> [Exercise directions]
Copy out all lines in the data below containing the string "could".

> [Data records]

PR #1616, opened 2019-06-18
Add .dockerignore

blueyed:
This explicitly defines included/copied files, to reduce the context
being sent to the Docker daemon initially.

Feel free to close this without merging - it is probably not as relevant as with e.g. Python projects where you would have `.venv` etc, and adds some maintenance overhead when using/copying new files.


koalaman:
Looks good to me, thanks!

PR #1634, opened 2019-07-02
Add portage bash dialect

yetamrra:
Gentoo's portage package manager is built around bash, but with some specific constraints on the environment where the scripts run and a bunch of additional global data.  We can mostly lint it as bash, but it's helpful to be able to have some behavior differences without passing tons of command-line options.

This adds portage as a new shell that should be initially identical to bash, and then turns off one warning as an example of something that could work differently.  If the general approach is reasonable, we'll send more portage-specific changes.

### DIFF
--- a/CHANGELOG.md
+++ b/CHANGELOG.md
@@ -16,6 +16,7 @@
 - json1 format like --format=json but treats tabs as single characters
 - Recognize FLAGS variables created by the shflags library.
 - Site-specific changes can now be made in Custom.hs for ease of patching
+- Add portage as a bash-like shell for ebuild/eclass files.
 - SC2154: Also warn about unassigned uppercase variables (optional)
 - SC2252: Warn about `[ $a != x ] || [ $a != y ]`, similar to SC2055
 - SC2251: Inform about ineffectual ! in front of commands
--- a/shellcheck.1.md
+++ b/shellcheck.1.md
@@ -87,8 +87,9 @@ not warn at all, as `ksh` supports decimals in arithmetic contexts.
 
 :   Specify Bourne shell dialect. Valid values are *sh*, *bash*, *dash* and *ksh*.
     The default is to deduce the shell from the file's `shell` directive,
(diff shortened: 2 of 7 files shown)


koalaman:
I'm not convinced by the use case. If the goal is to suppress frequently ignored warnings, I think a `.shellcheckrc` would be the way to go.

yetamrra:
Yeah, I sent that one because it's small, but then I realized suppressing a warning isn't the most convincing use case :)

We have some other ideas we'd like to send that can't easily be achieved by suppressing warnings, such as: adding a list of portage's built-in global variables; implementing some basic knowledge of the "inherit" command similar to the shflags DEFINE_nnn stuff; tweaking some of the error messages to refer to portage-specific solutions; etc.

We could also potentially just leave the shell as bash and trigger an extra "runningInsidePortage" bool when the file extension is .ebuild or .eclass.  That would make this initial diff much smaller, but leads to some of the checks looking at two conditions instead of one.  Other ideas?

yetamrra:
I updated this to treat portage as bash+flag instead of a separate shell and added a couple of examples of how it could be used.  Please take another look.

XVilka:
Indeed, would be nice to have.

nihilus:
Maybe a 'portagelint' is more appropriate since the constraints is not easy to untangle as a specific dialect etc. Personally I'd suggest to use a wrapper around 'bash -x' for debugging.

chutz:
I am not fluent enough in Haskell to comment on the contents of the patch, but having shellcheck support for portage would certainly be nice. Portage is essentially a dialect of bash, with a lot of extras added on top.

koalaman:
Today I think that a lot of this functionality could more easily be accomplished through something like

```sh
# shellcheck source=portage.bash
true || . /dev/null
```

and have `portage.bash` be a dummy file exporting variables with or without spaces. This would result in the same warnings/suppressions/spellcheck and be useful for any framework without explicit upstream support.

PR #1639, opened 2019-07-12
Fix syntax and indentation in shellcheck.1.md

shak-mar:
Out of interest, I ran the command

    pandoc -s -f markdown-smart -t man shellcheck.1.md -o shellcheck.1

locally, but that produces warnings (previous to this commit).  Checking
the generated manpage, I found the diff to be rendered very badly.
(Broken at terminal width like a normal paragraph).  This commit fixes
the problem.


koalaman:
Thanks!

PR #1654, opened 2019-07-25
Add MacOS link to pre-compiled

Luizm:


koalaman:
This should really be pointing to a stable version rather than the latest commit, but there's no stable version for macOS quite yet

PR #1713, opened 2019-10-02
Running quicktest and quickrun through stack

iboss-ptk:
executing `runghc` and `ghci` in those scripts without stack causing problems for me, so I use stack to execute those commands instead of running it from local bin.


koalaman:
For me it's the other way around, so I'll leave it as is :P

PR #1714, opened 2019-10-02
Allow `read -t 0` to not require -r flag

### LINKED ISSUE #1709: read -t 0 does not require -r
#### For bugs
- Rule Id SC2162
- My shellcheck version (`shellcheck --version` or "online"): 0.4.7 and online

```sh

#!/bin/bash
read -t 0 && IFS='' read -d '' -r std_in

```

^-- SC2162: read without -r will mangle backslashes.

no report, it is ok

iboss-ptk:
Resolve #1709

> [Your solution]
This adds portage as a new shell that should be initially identical to bash, and then turns off one warning as an example of something that could work differently.  If the general approach is reasonable, we'll send more portage-specific changes.
We could also potentially just leave the shell as bash and trigger an extra "runningInsidePortage" bool when the file extension is .ebuild or .eclass.  That would make this initial diff much smaller, but leads to some of the checks looking at two conditions instead of one.  Other ideas?
I updated this to treat portage as bash+flag instead of a separate shell and added a couple of examples of how it could be used.  Please take another look.
Today I think that a lot of this functionality could more easily be accomplished through something like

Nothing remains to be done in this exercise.